[EDITOR BUG?] Date Time Tag and System Clock

Started by Yeppoh, Wed 02/10/2013 22:51:32

Previous topic - Next topic

Yeppoh

I've found a pretty strange behaviour while tinkering with the computer clock and compiling room scripts. This was done with the Draconian version of the AGS editor, but I suspect it is in every version past 3.0.

I was testing a feature in my game which needed to check the clock. So what I did was this :

I set my clock and date four days later than the current time the test was done. In this case I set the time at the 5th October while I did the test the 1st october (the real actual date). It worked fine. I forgot the set the date time back while I went on working on some other parts of the code.

I added a global variable in a script header and launched the compiler recompiling all the rooms, and everything worked fine. I didn't change anything in the room scripts at this stage.

I quit the editor. Backed up the game files. And I noticed I didn't set the time to the normal date, so I did put the date back to the 1st.

The next day I began working on the game again, on a room script this time. And that's when something went wonky.

When I launched the game to test what I added (room global struct instances in this case), the room script didn't work. And by didn't work, I mean the script ran without taking into account the changes. At first I was surprised. Maybe I wrote something wrong. Does the struct instances do something weird in the script? But whatever I did the script didn't seem to take into account my changes. So I tried breaking the script on purpose by writing wrong syntaxes like < thisisanotdefinedfunction{);==null >, removing variable definitions, even commenting the whole script. And to my surprise, the compiler didn't return any error and the game ran everytime. The room worked fine, but as if it was using a version that was never changed. I tested the same in the other room scripts. It was the same.

My first response to that was to "Rebuild all files" and so I did. After that was done I launched the game. Though it was recompiling all the rooms again(?), the game ran but it still didn't save my changes. So maybe the editor glitched somewhere, and I restarted it. At restarting the editor crashed, and crashed at every attempt. So suspecting something was wrong memory side, I restarted the computer.

After restarting the computer, the editor ran again and I loaded my game. Everything looked fine, so I pressed F5 to check further. And for some reasons, it was rebuilding all rooms again. Then, the horror, everytime I ran the game, everytime it was rebuilding ALL rooms AGAIN. Even if I didn't change anything, it was rebuilding all rooms. I can't stress that enough how annoying that would become. So since it was impossible to work on the game like that and suspecting I broke something, I had to use the backup I did the day earlier.

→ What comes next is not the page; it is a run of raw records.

PR #88, opened 2015-08-19
SONARJS-333 FP "Parentheses" check: typeOf can require parenthesis

vilchik-elena:


javascript-checks/src/main/java/org/sonar/javascript/checks/ParenthesesCheck.java
```diff
@@ -97,4 +101,19 @@ private void checkExpression(@Nullable ExpressionTree expression) {
...
+
+      if (nestedExpr != null && !shouldBeParenthesized(nestedExpr)) {
+        String expressingString = CheckUtils.asString(nestedExpr);
+        getContext().addIssue(this, nestedExpr, String.format("The parentheses around \"%s\" are useless.", expressingString));
+      }
+    }
+  }
+
+  private static boolean shouldBeParenthesized(ExpressionTree expr) {
+    return expr instanceof BinaryExpressionTree || expr instanceof AssignmentExpressionTree;
```
pynicolas: @vilchik-elena I can think of other cases where parentheses would be required, e.g. typeof(x ? y : z)

pynicolas: @vilchik-elena could we find something better than instanceof? What about listing the acceptable kinds e.g. in CheckUtils? cc @lindamartin

vilchik-elena: @pynicolas both are fixed with feaef9052147cc25535c1efc9711bc1dc1b0ae41

PR #89, opened 2015-08-19
SONARJS-419 Add exception "ForIn" check: Loops used to clone objects should be ignored

vilchik-elena:


javascript-checks/src/main/java/org/sonar/javascript/checks/ForInCheck.java
```diff
@@ -50,11 +53,17 @@ public void visitForInStatement(ForInStatementTree tree) {
...
 
-    if (statementNode != null && !statementNode.is(Kind.IF_STATEMENT)) {
+    if (statementNode != null && !statementNode.is(Kind.IF_STATEMENT) && !isAttrCopy(statementNode)) {
       getContext().addIssue(this, tree, "Insert an if statement at the beginning of this loop to filter items.");
     }
 
     super.visitForInStatement(tree);
   }
 
+  private boolean isAttrCopy(StatementTree statement) {
```
SonarTech: MAJOR Make "isAttrCopy" a "static" method. [rule](http://nemo.sonarqube.org/coding_rules#rule_key=squid%3AS2325)

SonarTech:
SonarQube analysis reported 1 issue:
* MAJOR 1 major

javascript-checks/src/main/java/org/sonar/javascript/checks/ForInCheck.java
```diff
@@ -50,11 +53,17 @@ public void visitForInStatement(ForInStatementTree tree) {
...
+    return statement.is(Kind.EXPRESSION_STATEMENT)
+        && ((ExpressionStatementTree) statement).expression().is(Kind.ASSIGNMENT)
```
pynicolas: @vilchik-elena Style: I would have created a variable for (ExpressionStatementTree) statement).expression()

javascript-checks/src/main/java/org/sonar/javascript/checks/ForInCheck.java
```diff
@@ -50,11 +53,17 @@ public void visitForInStatement(ForInStatementTree tree) {
...
+        && ((AssignmentExpressionTree) ((ExpressionStatementTree) statement).expression()).variable() instanceof MemberExpressionTree;
```
pynicolas: @vilchik-elena I would prefer to use Kind rather than instanceof

javascript-checks/src/main/java/org/sonar/javascript/checks/ForInCheck.java
```diff
@@ -50,11 +53,17 @@ public void visitForInStatement(ForInStatementTree tree) {
...
-    if (statementNode != null && !statementNode.is(Kind.IF_STATEMENT)) {
+    if (statementNode != null && !statementNode.is(Kind.IF_STATEMENT) && !isAttrCopy(statementNode)) {
       getContext().addIssue(this, tree, "Insert an if statement at the beginning of this loop to filter items.");
     }
 
     super.visitForInStatement(tree);
   }
 
+  private boolean isAttrCopy(StatementTree statement) {
+    return statement.is(Kind.EXPRESSION_STATEMENT)
```
pynicolas: @vilchik-elena It seems that we remove a lot of cases (false negatives): to check that we have a copy, shouldn't we check whether the left hand side expression uses the variable of the loop? e.g. shouldnt' we raise an issue on `for (x in obj) { a.b = x }`?

javascript-checks/src/main/java/org/sonar/javascript/checks/ForInCheck.java
vilchik-elena: @pynicolas i like better this way, because with variable i will need "if" statement to check statement kind

PR #92, opened 2015-08-20
SONARJS-453 Rule: Expression statements should not be useless

vilchik-elena:


javascript-checks/src/main/java/org/sonar/javascript/checks/StatementWithoutSideEffectsCheck.java
```diff
@@ -0,0 +1,70 @@
...
+import org.sonar.plugins.javascript.api.tree.expression.LiteralTree;
+import org.sonar.plugins.javascript.api.tree.statement.ExpressionStatementTree;
+import org.sonar.plugins.javascript.api.visitors.BaseTreeVisitor;
+import org.sonar.squidbridge.annotations.ActivatedByDefault;
+import org.sonar.squidbridge.annotations.SqaleConstantRemediation;
+import org.sonar.squidbridge.annotations.SqaleSubCharacteristic;
+
+@Rule(
+  key = "S2998",
+  name = "String literals and comparisons should have side effects",
```
pynicolas: @vilchik-elena I don't like the name of that rule: literals and comparisons should not have side effects, but they should not be useless.

javascript-checks/src/main/java/org/sonar/javascript/checks/StatementWithoutSideEffectsCheck.java
```diff
@@ -0,0 +1,70 @@
...
+
+  @Override
+  public void visitExpressionStatement(ExpressionStatementTree tree) {
+    Tree expression = tree.expression();
+
+    if (expression.is(Kind.EQUAL_TO)) {
+      getContext().addIssue(this, tree, MESSAGE);
+    }
+
+    if (expression.is(Kind.STRING_LITERAL) && !isUseStrictDirective(expression)) {
```
pynicolas: @vilchik-elena If we use isUseStrictDirective only here, why not pass it a LiteralTree instead of a Tree? That would avoid testing the kind twice.

PR #94, opened 2015-08-21
SONARJS-515 Rule: Results of operations on strings should not be ignored

pynicolas:


javascript-checks/src/main/java/org/sonar/javascript/checks/UselessStringOperationCheck.java
```diff
@@ -0,0 +1,71 @@
...
+public class UselessStringOperationCheck extends SubscriptionBaseVisitor {
+
+  @Override
+  public List<Kind> nodesToVisit() {
+    return ImmutableList.of(Kind.EXPRESSION_STATEMENT);
+  }
+
+  @Override
+  public void visitNode(Tree tree) {
+    Tree expression = ((ExpressionStatementTree) tree).expression();
```
lindamartin: @pynicolas maybe 1 or 2 blank line could have been used here :)

javascript-checks/src/main/java/org/sonar/javascript/checks/UselessStringOperationCheck.java
```diff
@@ -0,0 +1,71 @@
...
+    if (expression.is(Kind.CALL_EXPRESSION)) {
+      ExpressionTree callee = ((CallExpressionTree) expression).callee();
+      if (callee.is(Kind.DOT_MEMBER_EXPRESSION)) {
+        MemberExpressionTree memberExpression = (MemberExpressionTree) callee;
+        if (memberExpression.object().types().containsOnly(Type.Kind.STRING)) {
```
lindamartin: @pynicolas have you think about list all function strings and check for the property of the call expression to be one of them ? Maybe more cases could be caught ? There should not be to much risk for FP, WDYT ?

pynicolas: @lindamartin I thought about that solution and did not want to take the risk of false positives. What if someone implements the equivalent of a StringBuilder with the same method names as a string, e.g. concat? Maybe that would be acceptable.

lindamartin: @pynicolas from what I can think of:
if someone implement those functions for any kind of object:
* it might have the same kind of behaviour so is returning something. In which case the issue will be correct
* if it does not return anything but updating the current object, IMO it is a very corner case which will be a FP
* if it is an equivalent of StringBuilder, with the current implementation this kind of cases will be caught: ``myStringBuilder.toUpperCase().concat();`` where "concat()" is the last called function and not "build()" which will be kind of raising a real problem I think.

WDYT ?

lindamartin:
Merged in d9b7fd695c9e9db639fa7c2a328e58852409ff86.

PR #98, opened 2015-09-03
Retrieve plugin from target instead of local maven repository

lindamartin:


its/plugin/tests/src/test/java/com/sonar/javascript/it/plugin/Tests.java
```diff
@@ -43,22 +43,12 @@
...
-      orchestratorBuilder
-        .restoreProfileAtStartup(FileLocation.ofClasspath("/profile-javascript-custom-rules.xml"))
-        .addPlugin(FileLocation.of(TestUtils.pluginJar(CUSTOM_RULES_ARTIFACT_ID)));
-    }
-
-    orchestratorBuilder.restoreProfileAtStartup(FileLocation.ofClasspath("/empty-profile.xml"));
-    ORCHESTRATOR = orchestratorBuilder.build();
-  }
+  public static final Orchestrator ORCHESTRATOR = Orchestrator.builderEnv()
+    .addPlugin(FileLocation.of(new File(TestUtils.homeDir(), "../../sonar-javascript-plugin/target/sonar-javascript-plugin.jar")))
```
pynicolas: @lindamartin Not sure we need to use `TestUtils.homeDir()`. When launched with maven or inside an IDE, I think that the current directory should always be "its/plugin".

its/type-inference/tests/src/test/java/com/sonar/javascript/it/JavaScriptTypeInferenceTest.java
```diff
@@ -23,23 +23,20 @@
...
-
 public class JavaScriptTypeInferenceTest {
 
-  private static final String PLUGIN_KEY = "javascript";
   @ClassRule
   public static Orchestrator orchestrator = Orchestrator.builderEnv()
-    .addPlugin(PLUGIN_KEY)
-    .setMainPluginKey(PLUGIN_KEY)
-    .addPlugin(MavenLocation.create("org.sonarsource.sonar-lits-plugin", "sonar-lits-plugin", "0.5-SNAPSHOT"))
+    .addPlugin(FileLocation.of(new File(TestUtils.homeDir(), "../../sonar-javascript-plugin/target/sonar-javascript-plugin.jar")))
```
pynicolas: @lindamartin same thing here: I would suggest to change that to `.addPlugin(FileLocation.of(new File("../../sonar-javascript-plugin/target/sonar-javascript-plugin.jar")))`

pynicolas:
Looks good to me!

its/plugin/tests/src/test/java/com/sonar/javascript/it/plugin/Tests.java
lindamartin: @pynicolas without it it does not find the jar. I have to admit I have not really investigate into details...

PR #106, opened 2015-11-16
SONARJS-532 FP ConstructorFunctionsForSideEffectsCheck: "export default" declaration

vilchik-elena:


javascript-checks/src/test/resources/checks/constructorFunctionsForSideEffects.js
```diff
@@ -1,5 +1,22 @@
+import {Router} from 'backbone';
+
+class AppRouter extends Router {
```
pynicolas: @vilchik-elena do we need such a complex example?

vilchik-elena: @pynicolas indeed, we could simplify it

PR #111, opened 2015-11-19
export default statement: replace EOS with optional semicolon

vilchik-elena:


vilchik-elena:
Optional semicolon for export default statement should be treated the same way as for other statements

PR #916, opened 2018-02-02
Improve FunctionDefinitionInsideLoop: ignore all safe Array functions

### LINKED ISSUE #915: FunctionDefinitionInsideLoop: do not warn using safe Array functions
**I want to improve a rule, PR will follow soon.**

**SonarJS version:** master branch (`3.2 (build 5506)`, but does not matter)

**Rule key:** javascript:FunctionDefinitionInsideLoop

**Reproducer** 
```
for (const items of something) {
    var item = items.find(x => x.Name === name);
    ...
}
```

**Expected behavior**

`Define this function outside of a loop.` / `Functions should not be defined inside loops` warning is not shown.

**Expected PR content**

I want put the following methods to the safe function list: `find`, `findIndex`, `every`, `some`, `reduce`, `reduceRight`, `sort` (based on https://developer.mozilla.org/en-US/docs/Web/JavaScript/Reference/Global_Objects/Array)

koczkatamas:
Adds `find`, `findIndex`, `every`, `some`, `reduce`, `reduceRight` and `sort` to the safe list (`ALLOWED_CALLBACKS`).

Fixes #915


vilchik-elena:
Migrated to #919 to fix Ruling Test and formatting

PR #1003, opened 2018-07-10
Support ESLint issues import

### LINKED ISSUE #1001: Support ESLint external issues report
See https://jira.sonarsource.com/browse/MMF-1231

vilchik-elena:
fixes #1001


javascript-checks/src/main/resources/org/sonar/l10n/javascript/rules/eslint/react.json
```diff
@@ -0,0 +1,474 @@
...
+  {
+    "key": "react/jsx-closing-tag-location",
+    "name": "Validate closing tag location in JSX (fixable)",
+    "url":
+    "https://github.com/yannickcr/eslint-plugin-react/blob/HEAD/docs/rules/jsx-closing-tag-location.md"
+  },
+  {
+    "key": "react/jsx-curly-spacing",
+    "name":
+    "Enforce or disallow spaces inside of curly braces in JSX attributes and expressions (fixable)",
```
saberduck: Should we have  "fixable" in the title?

sonar-javascript-plugin/src/main/java/org/sonar/plugins/javascript/JsonProfileReader.java
```diff
@@ -32,7 +32,7 @@ private JsonProfileReader() {
   }
 
   public static Set<String> ruleKeys(String pathToFile) {
-    URL profileUrl = JsonProfileReader.class.getResource(pathToFile);
+    URL profileUrl = JsonProfileReader.class.getClassLoader().getResource(pathToFile);
```
saberduck: I don't understand why this change was necessary?

its/plugin/projects/eslint_report/readme
```diff
@@ -0,0 +1,4 @@
+The report was generated with
+npx eslint --ext ts -f json . > report.json
```
saberduck: nice to have: I didn't manage to get the same report as in the example, it would be good to have instructions how to get exactly same behavior. We can even generate two separate reports to test import of multiple reports

sonar-javascript-plugin/src/main/java/org/sonar/plugins/javascript/JsonProfileReader.java
vilchik-elena: looks like `Class#getResource` and `ClassLoader#getResource` don't do the same thing and in analyzer-commons we use `ClassLoader#getResource`

PR #1004, opened 2018-07-10
Fix parsing of imports when identifier matches flow keywords

### LINKED ISSUE #995: E6 Modules named import variable "types" treated as non-existent
**SonarJS version:** 4.1 (build 6085)
**SonarQube version:** Version 7.1 (build 11001)<br>

**Rule key:** javascript:S3827

**Reproducer** 
```
import { types } from 'some/path/here';

export default (state = {}, action) => {
    switch (action.type) {
    case types.SOMETHING:
        return { test: true };
    default:
        return state;
    }
};
```

**Result**
Line 5: "types" does not exist. Change its name or declare it so that its usage doesn't result in a "ReferenceError".

**Expected behavior**
No errors at all.

If i rename the import like the example below Sonarqube finds no errors.
```
import { types as someTypes } from 'some/path/here';
```

saberduck:
Fixes #995

### DIFF
--- a/javascript-frontend/src/main/java/org/sonar/javascript/parser/EcmaScriptLexer.java
+++ b/javascript-frontend/src/main/java/org/sonar/javascript/parser/EcmaScriptLexer.java
@@ -460,7 +460,7 @@ public enum EcmaScriptLexer implements GrammarRuleKey {
 
     // Flow
     b.rule(OPAQUE).is(SPACING, b.token(GenericTokenType.IDENTIFIER, "opaque"));
-    b.rule(TYPE).is(SPACING, b.token(GenericTokenType.IDENTIFIER, "type"));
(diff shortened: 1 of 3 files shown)


javascript-frontend/src/main/java/org/sonar/javascript/parser/EcmaScriptLexer.java
```diff
@@ -460,7 +460,7 @@ private static void lexical(LexerlessGrammarBuilder b) {
 
     // Flow
     b.rule(OPAQUE).is(SPACING, b.token(GenericTokenType.IDENTIFIER, "opaque"));
-    b.rule(TYPE).is(SPACING, b.token(GenericTokenType.IDENTIFIER, "type"));
+    b.rule(TYPE).is(SPACING, b.token(GenericTokenType.IDENTIFIER, "type"), b.nextNot(LETTER_OR_DIGIT));
```
vilchik-elena: @saberduck we should use `word` everywhere

vilchik-elena:
@saberduck could you also add test that there is no FP for javascript:S3827?

PR #1009, opened 2018-07-11
Remove dependency on sslr-squid-bridge

### LINKED ISSUE #948: Remove usages of sslr-squid-bridge
Note that sslr-squid-bridge is used for definition of custom rules as well.

saberduck:
Fixes #948

### DIFF
--- a/its/plugin/tests/src/test/java/com/sonar/javascript/it/plugin/CustomRulesTests.java
+++ b/its/plugin/tests/src/test/java/com/sonar/javascript/it/plugin/CustomRulesTests.java
@@ -21,25 +21,28 @@ package com.sonar.javascript.it.plugin;
 
 import com.sonar.orchestrator.Orchestrator;
 import com.sonar.orchestrator.build.SonarScanner;
+import java.util.Collections;
 import java.util.List;
 import org.junit.BeforeClass;
 import org.junit.ClassRule;
 import org.junit.Test;
-import org.sonar.wsclient.issue.Issue;
-import org.sonar.wsclient.issue.IssueClient;
-import org.sonar.wsclient.issue.IssueQuery;
+import org.sonarqube.ws.Issues;
+import org.sonarqube.ws.Rules;
+import org.sonarqube.ws.client.HttpConnector;
+import org.sonarqube.ws.client.WsClient;
+import org.sonarqube.ws.client.WsClientFactories;
+import org.sonarqube.ws.client.rules.SearchRequest;
 
 import static org.assertj.core.api.Assertions.assertThat;
 
 public class CustomRulesTests {
 
+  public static final String CUSTOM_RULES_WHILE_CHECK = "javascript-custom-rules:whileCheck";
   @ClassRule
   public static Orchestrator orchestrator = Tests.ORCHESTRATOR;
 
-  private static IssueClient issueClient;
-
   @BeforeClass
-  public static void prepare() throws InterruptedException {
+  public static void prepare() {
     orchestrator.resetData();
     SonarScanner build = Tests.createScanner()
       .setProjectDir(TestUtils.projectDir("custom_rules"))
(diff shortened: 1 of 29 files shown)


its/plugin/plugins/javascript-custom-rules-plugin/src/main/java/org/sonar/samples/javascript/BaseTreeVisitorCheck.java
```diff
@@ -23,14 +23,12 @@
...
 import org.sonar.plugins.javascript.api.tree.expression.FunctionExpressionTree;
 import org.sonar.plugins.javascript.api.visitors.DoubleDispatchVisitorCheck;
-import org.sonar.squidbridge.annotations.SqaleConstantRemediation;
 
 @Rule(
   key = "base",
   name = "Base tree visitor check",
   description = "desc",
   priority = Priority.MINOR)
-@SqaleConstantRemediation("5min")
```
vilchik-elena: did you check the docs?

its/plugin/tests/src/test/java/com/sonar/javascript/it/plugin/CustomRulesTests.java
```diff
@@ -63,7 +63,6 @@ public void base_tree_visitor_check() {
     Issue issue = issues.get(0);
     assertThat(issue.line()).isEqualTo(2);
     assertThat(issue.message()).isEqualTo("Function expression.");
-    assertThat(issue.debt()).isEqualTo("5min");
```
vilchik-elena: IMO it's better keep explicit assertion (is it null?)

javascript-checks/src/test/java/org/sonar/javascript/checks/UselessIncrementCheckTest.java
```diff
@@ -20,16 +20,11 @@
...
 import java.io.File;
-import org.junit.Rule;
 import org.junit.Test;
 import org.sonar.javascript.checks.verifier.JavaScriptCheckVerifier;
-import org.sonar.squidbridge.checks.CheckMessagesVerifierRule;
 
 public class UselessIncrementCheckTest {
 
-  @Rule
-  public CheckMessagesVerifierRule checkMessagesVerifier = new CheckMessagesVerifierRule();
```
vilchik-elena: was it unused?

sonar-javascript-plugin/src/main/java/org/sonar/plugins/javascript/rules/JavaScriptRulesDefinition.java
```diff
@@ -53,8 +53,10 @@ public void define(Context context) {
       .createRepository(CheckList.REPOSITORY_KEY, JavaScriptLanguage.KEY)
       .setName(CheckList.REPOSITORY_NAME);
 
-    new AnnotationBasedRulesDefinition(repository, JavaScriptLanguage.KEY)
-      .addRuleClasses(/* don't fail if no SQALE annotations */ false, CheckList.getChecks());
+    RulesDefinitionAnnotationLoader rulesDefinitionAnnotationLoader = new RulesDefinitionAnnotationLoader();
```
vilchik-elena: it will be nice to migrate this class to use analyzer-commons (in a separate PR)

btw I tried to drop `rule.setInternalKey(metadataKey)` and everything seems to work.

sonar-javascript-plugin/pom.xml
```diff
@@ -44,6 +44,18 @@
       <groupId>com.google.code.gson</groupId>
       <artifactId>gson</artifactId>
     </dependency>
+    <dependency>
```
vilchik-elena: why these new dependencies? (guava and sslr-core)

javascript-checks/pom.xml
```diff
@@ -25,6 +21,18 @@
       <groupId>org.sonarsource.sonarqube</groupId>
       <artifactId>sonar-plugin-api</artifactId>
     </dependency>
+    <dependency>
```
vilchik-elena: these 3 dependencies were transitive before?

sonar-javascript-plugin/src/main/java/org/sonar/plugins/javascript/rules/JavaScriptRulesDefinition.java
saberduck: Ok, the same would be probably possible for the profile. I created #1012, maybe we will have time for it in this sprint

sonar-javascript-plugin/pom.xml
saberduck: These were before provided implicitly because they were transitive dependencies of `sslr-squid-bridge`

javascript-checks/pom.xml
saberduck: yes

its/plugin/plugins/javascript-custom-rules-plugin/src/main/java/org/sonar/samples/javascript/BaseTreeVisitorCheck.java
saberduck: there is nothing specific in the docs here https://docs.sonarqube.org/display/PLUG/Custom+Rules+for+SonarJS#CustomRulesforSonarJS-ImplementaRule   
However Squale annotations are used in the example plugin, I will also remove them from there

sonar-javascript-plugin/pom.xml
saberduck: I prefer to keep those dependencies explicitly even though now they are again provided transitevely through sslr-squid-bridge

its/plugin/tests/src/test/resources/profile-javascript-custom-rules.xml
```diff
@@ -13,6 +13,11 @@
       <key>subscription</key>
       <priority>MAJOR</priority>
     </rule>
+    <rule>
+      <repositoryKey>javascript-custom-rules-2</repositoryKey>
```
vilchik-elena: I'm not a bit fan of this `2` everywhere. Especially it will not make sense when deprecated rules will be removed. How about renaming old repo and rules with prefixing `deprecated`?

javascript-frontend/src/main/java/org/sonar/plugins/javascript/api/CustomJavaScriptRulesDefinition.java
```diff
@@ -28,10 +28,13 @@
 
 /**
  * Extension point to create custom rule repository for JavaScript.
+ *
+ * @deprecated  implement {@link RulesDefinition} directly
```
vilchik-elena: Add deprecation version

sonar-javascript-plugin/src/main/java/org/sonar/plugins/javascript/JavaScriptChecks.java
```diff
@@ -57,11 +59,17 @@ public JavaScriptChecks addChecks(String repositoryKey, Iterable<Class> checkCla
     return this;
   }
 
-  public JavaScriptChecks addCustomChecks(@Nullable CustomJavaScriptRulesDefinition[] customRulesDefinitions) {
+  public JavaScriptChecks addCustomChecks(@Nullable CustomJavaScriptRulesDefinition[] customRulesDefinitions,
```
vilchik-elena: can we add warning log here to not use deprecated `CustomJavaScriptRulesDefinition`?

PR #1010, opened 2018-07-12
Fix sqKey and add rules' scope

### LINKED ISSUE #958: Fix SQ key in rule metadata
A lot of rules with legacy keys contains incorrect value for `sqKey` in their metadata files (e.g. `UnunsedVariable`, `WithStatement`). RSPECs should be updated (copy legacy key to subtask) in order to generate correct metadata.

vilchik-elena:
Fixes #958


vilchik-elena:
@andrea-guarino-sonarsource merge next time if no adjustments are required

PR #1015, opened 2018-07-13
Add 'onlyWhenConfiguration' to CoverageSensor

### LINKED ISSUE #987: Set `onlyWhenConfiguration` on SensorDescriptor where possible
`onlyWhenConfiguration` allows completely skip sensor thus avoid confusing logs when sensor does nothing:
```
[INFO] Sensor TypeScript LCOV Coverage Sensor [typescript]
[INFO] Sensor TypeScript LCOV Coverage Sensor [typescript] (done) | time=3ms
```

vilchik-elena:
Fixes #987

**REBASE** when merging!

### DIFF
--- a/its/plugin/tests/src/test/java/com/sonar/javascript/it/plugin/Tests.java
+++ b/its/plugin/tests/src/test/java/com/sonar/javascript/it/plugin/Tests.java
@@ -58,7 +58,7 @@ public final class Tests {
 
   @ClassRule
   public static final Orchestrator ORCHESTRATOR = Orchestrator.builderEnv()
-    .setSonarVersion(System.getProperty("sonar.runtimeVersion", "7.2-RC1"))
+    .setSonarVersion(System.getProperty("sonar.runtimeVersion", "LATEST_RELEASE"))
     .addPlugin(JAVASCRIPT_PLUGIN_LOCATION)
     .restoreProfileAtStartup(FileLocation.ofClasspath("/empty-profile.xml"))
     .addPlugin(FileLocation.byWildcardMavenFilename(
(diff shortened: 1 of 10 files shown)


its/plugin/tests/src/test/java/com/sonar/javascript/it/plugin/Tests.java
```diff
@@ -58,7 +58,7 @@
 
   @ClassRule
   public static final Orchestrator ORCHESTRATOR = Orchestrator.builderEnv()
-    .setSonarVersion(System.getProperty("sonar.runtimeVersion", "7.2-RC1"))
+    .setSonarVersion(System.getProperty("sonar.runtimeVersion", "7.2"))
```
saberduck: Rather than using concrete version we should use alias "LATEST_RELEASE"

sonar-javascript-plugin/src/main/java/org/sonar/plugins/javascript/JavaScriptPlugin.java
```diff
@@ -70,6 +70,8 @@
   public static final String EXTERNAL_ANALYZERS_SUB_CATEGORY = "JavaScript/TypeScript";
   public static final String ESLINT_REPORT_PATHS = "sonar.eslint.reportPaths";
 
+  public static final String DEPRECATED_SONARTS_PROPERTY = "sonar.typescript.eslint.reportPaths";
```
saberduck: Maybe we should have `ESLINT` in the name, like `DEPRECATED_ESLINT_PROPERTY`. SonarTS can be mentioned in the comment.

sonar-javascript-plugin/src/main/java/org/sonar/plugins/javascript/JavaScriptSensor.java
```diff
@@ -325,6 +329,12 @@ public void execute(SensorContext context) {
     analyseFiles(context, treeVisitors, inputFiles, executor, progressReport);
   }
 
+  private static void checkDeprecatedTsProperty(SensorContext context) {
```
saberduck: "Ts" in the name is bit confusing, maybe `checkDeprecatedEslintProperty`   and just a comment that this property is from SonarTS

So I began working on a copy of the backup, and the problem reproduced. The room scripts didn't save the changes, while in the non-room scripts the changes were saves. Trying to figure out the reason, I discovered all the .CRM files for the room were timetagged at the 5th october; the fake date when I did the test the previous day. So I began to hypothesize : "Wait. The editor doesn't seem to save the changes I do in the room scripts. Is it possible it only looks on the dates to check if a script was changed?"

Therefore I set my date time clock at the 6th october, and lo and behold, the compiler finally saw the syntax errors and saved the changes I did in the room script again!

I guess I can tell this can be a critical bug and somewhat I can guess how AGS knows when a script had changes. Though it has a kind of convoluted way to reproduce (convoluted stuff are my thing to be honest).

I've found the solution to my problem, though I have to wait until past the 5th october before I can work on the game without breaking the editor.

monkey0506

I don't know how you posted this two days ago and I still haven't seen it till now.. Stop time travelling you fool! :=

If the behavior is reproducible then it definitely sounds like a rather serious bug. Especially considering that "Rebuild all files" didn't resolve it. I'm always very paranoid about incremental builds, but a full rebuild failing this way is serious business. :-X

I'm a bit tied up in other projects, but I'll definitely look into it when I have a chance.